For a period of five days next month, from May 7 to May 11, Iran’s Guardian Council will vet the candidates, choosing who can and cannot run. Mashaei has not yet officially announced his candidacy, since this can be done only during those days, after which the council has ten days to rule on his candidacy.

Mashaei, a young-looking 53-year-old, has a broad range of experience in Iranian government and society. An electrical engineer by training, he worked after the 1979 revolution in Kurdistan and the Iranian province of Western Azerbaijan for the Revolutionary Guards’ intelligence division. He also held positions in the Ministry of Intelligence, as chief of a special department dealing with Kurdistan; the Ministry of the Interior, as a general manager; and on government radio. He got to know Ahmadinejad while working for the Tehran municipality when Ahmadinejad was the city’s mayor.
 Ahmadinejad and Mashaei are clashing with the clerical establishment, but that does not mean that they are fighting for democracy and secular rule.

Mashaei filled several different posts during Ahmadinejad’s first term, from 2005–9, and was appointed vice president at the beginning of the second term. Mashaei’s promotion led to protests on the part of the “sources of emulation,” the primary religious authorities followed by pious Shiites, and the faqihs (Islamic jurists). In July 2009, Khamenei requested that Mashaei be removed from office, but Ahmadinejad refused to dismiss him. Khamenei’s office insisted, writing to Ahmadinejad that the appointment was “contrary to your interests and those of the government and will cause division and dismay among your admirers. You must declare this appointment null and void.”

The supreme leader ultimately got his way, and Mashaei resigned. Ahmadinejad still wanted him around, though, so he appointed him to be his chief of staff in September 2009. Once again, the so-called principlists, hard-liners who support Khamenei, raised their voices in protest, but Mashaei was able to stay on.

Ahmadinejad and Mashaei are clashing with the clerical establishment, but that does not mean that they are fighting for democracy and secular rule. Ahmadinejad is a dictator just like Khamenei. One by one, he has removed the principlist forces and those close to Khamenei from his government, surrounding himself with a loyal coterie. The principlists believe that Mashaei is the guiding hand behind this purge, and they worry that his readiness to buck the conservatives on political, cultural, and social positions presents a grave threat to the Islamic Republic.

What is it about Mashaei that the clerical establishment finds so threatening? First is his defense of Iranian nationalism over Islamism as the guiding force of the country. “Islamism has run its course,” he said in 2004 and repeated in 2008. He also opposes forcing women to wear veils in public. In January 2011, he pointedly asked, “If the veil was not required, what percent of ladies would use it?”

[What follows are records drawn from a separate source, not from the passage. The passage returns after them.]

PR #9, opened 2018-08-22
didChangeConfiguration Intercept

### LINKED ISSUE #10: Send Settings as part of Initialization Options
Ensure that settings are set in case of unexpected order of execution

### LINKED ISSUE #14: XML catalog settings
Please give the capability to configure teh XML catalog settings of lsp4xml language server with VSCode. Thanks!

NikolasKomonen:
Fixes #10 Fixes #9 Fixes #14

### DIFF
--- a/package.json
+++ b/package.json
@@ -60,20 +60,30 @@
           "default": "off",
           "description": "Traces the communication between VS Code and the XML language server.",
           "scope": "window"
-        }
-      }
-    },
-    "configurationDefaults": {
-      "[xml]": {
-        "editor.insertSpaces": true,
-        "editor.tabSize": 2,
-        "editor.quickSuggestions": {
-          "other": true,
-          "comments": false,
-          "strings": true
         },
-        "editor.autoIndent": false,
-        "editor.autoClosingBrackets": false
+        "xml.catalogs": {
+          "type":"array",
+          "default": [],
+          "description": "Array of XML Catalogs",
+          "scope": "window"
+        },
+        "xml.logs.client": {
+         "type": "boolean",
+         "default": true,
+         "description": "Should the server log to client output"
+        },
+        "xml.format.splitAttributes": {
+          "type": "boolean",
+          "default": false,
+          "description": "Split multiple attributes each onto a new line",
+          "scope": "window"
+        },
+        "xml.format.joinCDATALines": {
+          "type": "boolean",
+          "default": false,
+          "description": "Preserve whitespace in tag with CDATA content",
+          "scope": "window"
+        }
       }
     }
   }
--- a/src/extension.ts
+++ b/src/extension.ts
@@ -1,17 +1,24 @@
 
-import * as vscode from "vscode";
 import { prepareExecutable } from './javaServerStarter';
-import { LanguageClientOptions, RevealOutputChannelOn, LanguageClient } from 'vscode-languageclient';
+import { LanguageClientOptions, RevealOutputChannelOn, LanguageClient, DidChangeConfigurationNotification } from 'vscode-languageclient';
 import * as requirements from './requirements';
-import { window, commands, ExtensionContext } from "vscode";
+import { workspace, window, commands, ExtensionContext } from "vscode";
 import * as path from 'path';
+import * as os from 'os';
+
+interface Settings {
+  catalogs: String[],
+  logs: {},
+  format: {}
+}
 
 export function activate(context: ExtensionContext) {
   let storagePath = context.storagePath;
   if (!storagePath) {
-    storagePath = "~/lsp4xml/";
+    storagePath = os.homedir() + "/.lsp4xml";
   }
   let logfile = path.resolve(storagePath + '/lsp4xml.log');
+
   return requirements.resolveRequirements().catch(error => {
     //show error
     window.showErrorMessage(error.message, error.label).then((selection) => {
@@ -26,11 +33,18 @@ export function activate(context: ExtensionContext) {
       // Register the server for java
       documentSelector: ['xml'],
       revealOutputChannelOn: RevealOutputChannelOn.Never,
-      initializationOptions: {"lsp4xml.logPath": logfile}
-      
+      initializationOptions: {settings: getSettings() },
+      synchronize: {
+        configurationSection: ['xml']
+      },
+      middleware: {
+        workspace: {
+          didChangeConfiguration: () => languageClient.sendNotification(DidChangeConfigurationNotification.type, { settings: getSettings() })
+        }
+      }
+
     }
-    
-    
+
     let serverOptions = prepareExecutable(requirements);
     let languageClient = new LanguageClient('xml', 'XML Support', serverOptions, clientOptions);
     languageClient.onReady().then(() => {
@@ -38,7 +52,28 @@ export function activate(context: ExtensionContext) {
     });
     let disposable = languageClient.start();
     context.subscriptions.push(disposable);
-    
+
   });
+
+  function getSettings(): Settings {
+
+    let configXML = workspace.getConfiguration('xml');
+    let configCatalogs = configXML.get('catalogs') as String[];
+    let configFormats = configXML.get('format');
+
+    let configLogs = configXML.get('logs');
+    configLogs["file"] = logfile;
+
+    let settings: Settings = {
+      catalogs: configCatalogs,
+      logs: configLogs,
+      format: configFormats
+    }
+
+    return settings;
+  }
+
+
+
 
 }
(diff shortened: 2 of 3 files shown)


package.json
```diff
@@ -57,6 +57,56 @@
           "default": "off",
           "description": "Traces the communication between VS Code and the XML language server.",
           "scope": "window"
+        },
+        "xml.catalogs": {
+          "type":"array",
+          "default": [],
+          "description": "Catalog stuff",
```
fbricon: yes, but no

package.json
```diff
@@ -57,6 +57,56 @@
...
+          "scope": "window"
+        },
+        "xml.logs.client": {
```
fbricon: description?

package.json
```diff
@@ -57,6 +57,56 @@
...
+         "type": "boolean",
+         "default": true 
+        },
+        "xml.logs.file": {
```
fbricon: description?

fbricon: not sure we should actually expose that

src/extension.ts
```diff
@@ -26,11 +32,18 @@ export function activate(context: ExtensionContext) {
       // Register the server for java
       documentSelector: ['xml'],
       revealOutputChannelOn: RevealOutputChannelOn.Never,
-      initializationOptions: {"lsp4xml.logPath": logfile}
+      initializationOptions: {"lsp4xml.logPath": logfile},
```
fbricon: It might not be required now, but eventually you might want to send the settings as part of initializationOptions, if you need specific settings *before* handling the didChangeConfiguration request which is sent after the server has initialized.
Just keep that in mind for now.

src/extension.ts
```diff
@@ -41,4 +54,28 @@ export function activate(context: ExtensionContext) {
...
+    let configXML = workspace.getConfiguration('xml');
+    
+    let configCatalogs = configXML.get('catalogs') as String[];
+    
+    let configFormats = configXML.get('format');    
+    configFormats["indentUsingSpaces"] = workspace.getConfiguration("editor").get("insertSpaces");
+    configFormats["tabSize"] = workspace.getConfiguration("editor").get("tabSize");
+
+    let configLogs = configXML.get('logs');
+    if(configLogs['file'] == null) {
```
fbricon: should probably not be exposed to users. at least for now

src/extension.ts
```diff
@@ -41,4 +54,28 @@ export function activate(context: ExtensionContext) {
...
+      configLogs['file'] = logfile;
+    }
+
+    let settings: Settings = {
+      catalogs: configCatalogs,
+      logs: configLogs,
+      format: configFormats
+    }
+
+    return settings;
```
fbricon: doesn't the server expect all those settings to be prefixed with `lsp4xml.`?

src/javaServerStarter.ts
```diff
@@ -35,7 +35,7 @@ function prepareParams(requirements: RequirementsData): string[] {
     params.push('-jar'); params.push(path.resolve(server_home, launchersFound[0]));
   }else{
     return null;
-  }
```
fbricon: unnecessary (and bad) change

src/extension.ts
```diff
@@ -1,17 +1,23 @@
...
 import { prepareExecutable } from './javaServerStarter';
-import { LanguageClientOptions, RevealOutputChannelOn, LanguageClient } from 'vscode-languageclient';
+import { LanguageClientOptions, RevealOutputChannelOn, LanguageClient, DidChangeConfigurationNotification } from 'vscode-languageclient';
 import * as requirements from './requirements';
-import { window, commands, ExtensionContext } from "vscode";
+import { workspace, window, commands, ExtensionContext } from "vscode";
 import * as path from 'path';
 
+interface Settings {
+	catalogs: String[],
```
fbricon: indentation

src/extension.ts
NikolasKomonen: So I updated [the wiki](https://github.com/angelozerr/lsp4xml/wiki/Configuration) and tried to match the current layout of it and it seems like this is the nicest way to do it with the prefix being 'format'

package.json
NikolasKomonen: So only use the default path from extensions.js?

NikolasKomonen:
@fbricon updated

src/extension.ts
```diff
@@ -26,19 +32,67 @@ export function activate(context: ExtensionContext) {
...
+      insertSpaces = workspace.getConfiguration("editor").get("insertSpaces");
+    }
+    if (tabSize == null) {
+      tabSize = workspace.getConfiguration("editor").get("tabSize");
+    }
+    configFormats["insertSpaces"] = insertSpaces;
+    configFormats["tabSize"] = tabSize;
+
+
+    let configLogs = configXML.get('logs');
```
fbricon: should not be exposed to the client

src/extension.ts
```diff
@@ -26,19 +32,67 @@ export function activate(context: ExtensionContext) {
       // Register the server for java
       documentSelector: ['xml'],
       revealOutputChannelOn: RevealOutputChannelOn.Never,
-      initializationOptions: {"lsp4xml.logPath": logfile}
-      
+      initializationOptions: { "lsp4xml.logPath": logfile },
```
fbricon: all the settings should be sent in the initialization options, else logs.client is ignored on startup

package.json
```diff
@@ -57,6 +57,46 @@
...
+          "default": [],
+          "description": "Array of XML Catalogs",
+          "scope": "window"
+        },
+        "xml.logs.client": {
+         "type": "boolean",
+         "default": true,
+         "description": "Should the server log to client output"
+        },
+        "xml.logs.file": {
```
fbricon: remove from user-facing settings

src/extension.ts
```diff
@@ -1,17 +1,23 @@
...
+interface Settings {
+  catalogs: String[],
+  logs: {},
+  format: {}
+}
+
 export function activate(context: ExtensionContext) {
   let storagePath = context.storagePath;
   if (!storagePath) {
     storagePath = "~/lsp4xml/";
```
fbricon: `~` is not resolved. Fix it with:
```ts
import * as os from 'os';
...
storagePath = os.homedir()+"/.lsp4xml";
```

src/extension.ts
```diff
@@ -26,19 +32,67 @@ export function activate(context: ExtensionContext) {
...
+    }
+    if (tabSize == null) {
+      tabSize = workspace.getConfiguration("editor").get("tabSize");
+    }
+    configFormats["insertSpaces"] = insertSpaces;
+    configFormats["tabSize"] = tabSize;
+
+
+    let configLogs = configXML.get('logs');
+    if (configLogs['file'] == null) {
```
fbricon: should not be exposed to the client

fbricon:
This is blocked by https://github.com/angelozerr/lsp4xml/pull/94.
@angelozerr I suggest you merge 94 before your own changes, so we can move forward

package.json
```diff
@@ -60,20 +60,42 @@
...
+        },
+        "xml.logs.client": {
+         "type": "boolean",
+         "default": true,
+         "description": "Should the server log to client output"
+        },
+        "xml.format.splitAttributes": {
+          "type": "boolean",
+          "default": false,
+          "description": "Split multiple attributes each onto a new line",
```
fbricon: doesn't work

package.json
```diff
@@ -60,20 +60,42 @@
...
+          "scope": "window"
+        },
+        "xml.format.joinCDATALines": {
+          "type": "boolean",
+          "default": false,
+          "description": "Preserve whitespace in tag with CDATA content",
+          "scope": "window"
+        },
+        "xml.format.formatComments": {
```
fbricon: doesn't work

package.json
```diff
@@ -60,20 +60,42 @@
...
+          "type": "boolean",
+          "default": true,
+          "description": "Repositions comment tags and each line of content",
+          "scope": "window"
+        },
+        "xml.format.joinCommentLines": {
```
fbricon: doesn't work

NikolasKomonen:
@fbricon Should be good now

gulpfile.js
```diff
@@ -11,7 +11,7 @@ gulp.task('tslint', () => {
 });
 
 gulp.task('build_server', function(done) {
-	cp.execSync(mvnw()+ " clean verify -DskipTests", {cwd:server_dir, stdio:[0,1,2]} );
```
fbricon: please keep -DskipTests to make the build fast.

NikolasKomonen:
@fbricon Fixed the gulpfile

Another of Mashaei’s controversial moments came in July 2008, when he declared that “Iran today is friends with the people of America and Israel,” a statement meant to distinguish himself from the mainstream politics of the Islamic Republic. This matter set off such an uproar that Khamenei delivered a pointed response to Mashaei in a sermon several months later: “This is not right,” he retorted. ”It is illogical. Who are the people of Israel? They are the same people who seize houses, seize land, who seize farms, who seize trade. This is the rabble of Zionist elements.”

The spat extends to the religious sphere, too. Iran’s clerics consider themselves to be governing in the stead of the Twelfth Imam, a messianic figure in Shiism, according to the principle of wilayat al-faqih (guardianship of the jurist). The clergy claims a monopoly on relations with the imam, but Mashaei insists that he, too, has had direct contact with him. The clerics do not like such rivals, so they have accused Mashaei of witchcraft, saying that he acts on commands from satanic genies and has bewitched Ahmadinejad. In mid-2011, 25 of Mashaei’s associates were arrested on charges of practicing witchcraft and economic corruption and sent to prison.